Read the data below. Then repeat all of it exactly.

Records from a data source
============
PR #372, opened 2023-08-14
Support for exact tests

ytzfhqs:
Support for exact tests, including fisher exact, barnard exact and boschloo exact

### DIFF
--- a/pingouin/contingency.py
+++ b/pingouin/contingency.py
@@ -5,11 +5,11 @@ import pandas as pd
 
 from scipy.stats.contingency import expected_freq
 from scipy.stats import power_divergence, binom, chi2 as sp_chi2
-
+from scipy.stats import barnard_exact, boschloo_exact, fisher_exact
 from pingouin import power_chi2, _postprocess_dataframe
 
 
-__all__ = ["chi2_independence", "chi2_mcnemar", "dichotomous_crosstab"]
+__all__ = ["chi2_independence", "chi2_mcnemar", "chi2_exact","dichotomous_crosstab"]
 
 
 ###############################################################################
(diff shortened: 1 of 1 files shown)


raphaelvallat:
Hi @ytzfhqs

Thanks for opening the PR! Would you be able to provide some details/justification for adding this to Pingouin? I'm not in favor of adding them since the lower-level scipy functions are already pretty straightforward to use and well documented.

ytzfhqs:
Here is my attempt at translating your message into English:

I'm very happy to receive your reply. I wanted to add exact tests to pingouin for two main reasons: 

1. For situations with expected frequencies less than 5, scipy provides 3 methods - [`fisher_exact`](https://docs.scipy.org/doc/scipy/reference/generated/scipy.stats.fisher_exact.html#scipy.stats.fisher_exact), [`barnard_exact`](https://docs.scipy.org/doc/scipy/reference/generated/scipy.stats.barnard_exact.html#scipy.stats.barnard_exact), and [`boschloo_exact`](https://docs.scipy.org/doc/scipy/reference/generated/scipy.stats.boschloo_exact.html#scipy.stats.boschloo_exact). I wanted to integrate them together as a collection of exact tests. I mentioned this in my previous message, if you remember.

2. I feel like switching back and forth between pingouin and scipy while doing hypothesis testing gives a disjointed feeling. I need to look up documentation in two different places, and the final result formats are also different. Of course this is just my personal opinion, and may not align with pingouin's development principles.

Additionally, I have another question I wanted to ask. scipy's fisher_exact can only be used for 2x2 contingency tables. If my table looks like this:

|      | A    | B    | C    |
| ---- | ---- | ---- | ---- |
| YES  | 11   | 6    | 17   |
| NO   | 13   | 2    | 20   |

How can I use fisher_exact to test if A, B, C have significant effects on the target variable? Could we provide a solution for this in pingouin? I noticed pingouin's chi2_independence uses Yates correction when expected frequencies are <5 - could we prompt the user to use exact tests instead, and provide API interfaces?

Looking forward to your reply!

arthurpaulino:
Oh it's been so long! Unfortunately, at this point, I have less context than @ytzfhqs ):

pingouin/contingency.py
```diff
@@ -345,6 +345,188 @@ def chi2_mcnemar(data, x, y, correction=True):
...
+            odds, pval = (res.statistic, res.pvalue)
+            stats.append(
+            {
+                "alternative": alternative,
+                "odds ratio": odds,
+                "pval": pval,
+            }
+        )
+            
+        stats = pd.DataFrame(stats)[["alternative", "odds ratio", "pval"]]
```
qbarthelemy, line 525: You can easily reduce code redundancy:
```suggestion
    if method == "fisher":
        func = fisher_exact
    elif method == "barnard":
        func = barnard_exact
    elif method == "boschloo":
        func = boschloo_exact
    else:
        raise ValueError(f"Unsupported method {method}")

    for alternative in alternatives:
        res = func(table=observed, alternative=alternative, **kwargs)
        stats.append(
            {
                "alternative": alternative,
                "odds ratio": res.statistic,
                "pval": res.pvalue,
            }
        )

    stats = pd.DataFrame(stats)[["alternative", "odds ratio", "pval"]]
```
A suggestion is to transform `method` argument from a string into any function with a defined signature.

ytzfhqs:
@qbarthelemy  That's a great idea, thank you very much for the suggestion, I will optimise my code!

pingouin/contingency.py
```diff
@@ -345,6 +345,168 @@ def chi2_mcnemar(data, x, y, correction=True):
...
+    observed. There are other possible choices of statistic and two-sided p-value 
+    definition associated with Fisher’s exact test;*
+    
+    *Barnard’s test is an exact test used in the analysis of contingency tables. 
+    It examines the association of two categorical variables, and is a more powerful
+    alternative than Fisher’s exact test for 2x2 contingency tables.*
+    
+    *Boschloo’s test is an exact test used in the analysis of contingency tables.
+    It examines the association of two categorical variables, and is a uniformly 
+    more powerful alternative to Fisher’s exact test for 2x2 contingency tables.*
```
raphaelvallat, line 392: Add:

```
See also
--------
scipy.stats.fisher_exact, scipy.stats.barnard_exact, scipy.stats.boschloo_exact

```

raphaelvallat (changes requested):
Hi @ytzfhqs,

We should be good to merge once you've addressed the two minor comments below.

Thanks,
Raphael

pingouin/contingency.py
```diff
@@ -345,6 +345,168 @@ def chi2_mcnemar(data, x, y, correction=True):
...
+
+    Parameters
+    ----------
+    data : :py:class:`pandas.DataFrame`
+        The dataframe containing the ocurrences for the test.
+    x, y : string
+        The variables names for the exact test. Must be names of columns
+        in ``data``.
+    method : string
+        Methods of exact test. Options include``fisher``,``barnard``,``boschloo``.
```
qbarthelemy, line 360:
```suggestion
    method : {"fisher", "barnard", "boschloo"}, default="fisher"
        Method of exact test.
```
============
• [FINISHED TASK]
PR #372, opened 2023-08-14
Support for exact tests

ytzfhqs:
Support for exact tests, including fisher exact, barnard exact and boschloo exact

### DIFF
--- a/pingouin/contingency.py
+++ b/pingouin/contingency.py
@@ -5,11 +5,11 @@ import pandas as pd
 
 from scipy.stats.contingency import expected_freq
 from scipy.stats import power_divergence, binom, chi2 as sp_chi2
-
+from scipy.stats import barnard_exact, boschloo_exact, fisher_exact
 from pingouin import power_chi2, _postprocess_dataframe
 
 
-__all__ = ["chi2_independence", "chi2_mcnemar", "dichotomous_crosstab"]
+__all__ = ["chi2_independence", "chi2_mcnemar", "chi2_exact","dichotomous_crosstab"]
 
 
 ###############################################################################
(diff shortened: 1 of 1 files shown)


raphaelvallat:
Hi @ytzfhqs

Thanks for opening the PR! Would you be able to provide some details/justification for adding this to Pingouin? I'm not in favor of adding them since the lower-level scipy functions are already pretty straightforward to use and well documented.

ytzfhqs:
Here is my attempt at translating your message into English:

I'm very happy to receive your reply. I wanted to add exact tests to pingouin for two main reasons: 

1. For situations with expected frequencies less than 5, scipy provides 3 methods - [`fisher_exact`](https://docs.scipy.org/doc/scipy/reference/generated/scipy.stats.fisher_exact.html#scipy.stats.fisher_exact), [`barnard_exact`](https://docs.scipy.org/doc/scipy/reference/generated/scipy.stats.barnard_exact.html#scipy.stats.barnard_exact), and [`boschloo_exact`](https://docs.scipy.org/doc/scipy/reference/generated/scipy.stats.boschloo_exact.html#scipy.stats.boschloo_exact). I wanted to integrate them together as a collection of exact tests. I mentioned this in my previous message, if you remember.

2. I feel like switching back and forth between pingouin and scipy while doing hypothesis testing gives a disjointed feeling. I need to look up documentation in two different places, and the final result formats are also different. Of course this is just my personal opinion, and may not align with pingouin's development principles.

Additionally, I have another question I wanted to ask. scipy's fisher_exact can only be used for 2x2 contingency tables. If my table looks like this:

|      | A    | B    | C    |
| ---- | ---- | ---- | ---- |
| YES  | 11   | 6    | 17   |
| NO   | 13   | 2    | 20   |

How can I use fisher_exact to test if A, B, C have significant effects on the target variable? Could we provide a solution for this in pingouin? I noticed pingouin's chi2_independence uses Yates correction when expected frequencies are <5 - could we prompt the user to use exact tests instead, and provide API interfaces?

Looking forward to your reply!

arthurpaulino:
Oh it's been so long! Unfortunately, at this point, I have less context than @ytzfhqs ):

pingouin/contingency.py
```diff
@@ -345,6 +345,188 @@ def chi2_mcnemar(data, x, y, correction=True):
...
+            odds, pval = (res.statistic, res.pvalue)
+            stats.append(
+            {
+                "alternative": alternative,
+                "odds ratio": odds,
+                "pval": pval,
+            }
+        )
+            
+        stats = pd.DataFrame(stats)[["alternative", "odds ratio", "pval"]]
```
qbarthelemy, line 525: You can easily reduce code redundancy:
```suggestion
    if method == "fisher":
        func = fisher_exact
    elif method == "barnard":
        func = barnard_exact
    elif method == "boschloo":
        func = boschloo_exact
    else:
        raise ValueError(f"Unsupported method {method}")

    for alternative in alternatives:
        res = func(table=observed, alternative=alternative, **kwargs)
        stats.append(
            {
                "alternative": alternative,
                "odds ratio": res.statistic,
                "pval": res.pvalue,
            }
        )

    stats = pd.DataFrame(stats)[["alternative", "odds ratio", "pval"]]
```
A suggestion is to transform `method` argument from a string into any function with a defined signature.

ytzfhqs:
@qbarthelemy  That's a great idea, thank you very much for the suggestion, I will optimise my code!

pingouin/contingency.py
```diff
@@ -345,6 +345,168 @@ def chi2_mcnemar(data, x, y, correction=True):
...
+    observed. There are other possible choices of statistic and two-sided p-value 
+    definition associated with Fisher’s exact test;*
+    
+    *Barnard’s test is an exact test used in the analysis of contingency tables. 
+    It examines the association of two categorical variables, and is a more powerful
+    alternative than Fisher’s exact test for 2x2 contingency tables.*
+    
+    *Boschloo’s test is an exact test used in the analysis of contingency tables.
+    It examines the association of two categorical variables, and is a uniformly 
+    more powerful alternative to Fisher’s exact test for 2x2 contingency tables.*
```
raphaelvallat, line 392: Add:

```
See also
--------
scipy.stats.fisher_exact, scipy.stats.barnard_exact, scipy.stats.boschloo_exact

```

raphaelvallat (changes requested):
Hi @ytzfhqs,

We should be good to merge once you've addressed the two minor comments below.

Thanks,
Raphael

pingouin/contingency.py
```diff
@@ -345,6 +345,168 @@ def chi2_mcnemar(data, x, y, correction=True):
...
+
+    Parameters
+    ----------
+    data : :py:class:`pandas.DataFrame`
+        The dataframe containing the ocurrences for the test.
+    x, y : string
+        The variables names for the exact test. Must be names of columns
+        in ``data``.
+    method : string
+        Methods of exact test. Options include``fisher``,``barnard``,``boschloo``.
```
qbarthelemy, line 360:
```suggestion
    method : {"fisher", "barnard", "boschloo"}, default="fisher"
        Method of exact test.
```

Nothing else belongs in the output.